* _Exercise description_: Look for the word "just" in the material below, then report each line where it occurs.

* _Raw data_:
PR #8866, opened 2019-02-14
Support removal using values iterator.

michaelandrepearce:
Motivation:

As ActiveMQ project using netty, we want to make use of this class, unfortunately the iterator on values(), seems to not support remove method, even so the delegated iterator does. Currently we have to clone and modify this class locally albeit a one line change is needed, it would be ideal if netty could allow remove, then removing the need to maintain a clone.  

Modifications:

* remove throws UnsupportedOperationException, and instead call remove method on delegated iterator

Result

* allows users of the collection when iterating over values to call remove.

### DIFF
--- a/common/src/main/templates/io/netty/util/collection/KObjectHashMap.template
+++ b/common/src/main/templates/io/netty/util/collection/KObjectHashMap.template
@@ -236,7 +236,7 @@ public class @K@ObjectHashMap<V> implements @K@ObjectMap<V> {
 
                     @Override
                     public void remove() {
-                        throw new UnsupportedOperationException();
+                        iter.remove();
                     }
                 };
             }


normanmaurer:
@netty-bot Test this please

normanmaurer:
@michaelandrepearce there is a `KObjectHashMapTest.template` that you can modify.

normanmaurer:
@michaelandrepearce also can you please sign our icla: https://netty.io/s/icla

michaelandrepearce:
@normanmaurer i signed this back in 2017.
see.
https://github.com/netty/netty/pull/7077

normanmaurer:
@michaelandrepearce ah right... sorry did miss it. Then please just add the unit test and I will merge it :)

normanmaurer:
@michaelandrepearce ping

normanmaurer:
@michaelandrepearce I just merged this one and opened https://github.com/netty/netty/pull/8891 for a testcase.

* _Task response_:
@michaelandrepearce ah right... sorry did miss it. Then please just add the unit test and I will merge it :)
@michaelandrepearce I just merged this one and opened https://github.com/netty/netty/pull/8891 for a testcase.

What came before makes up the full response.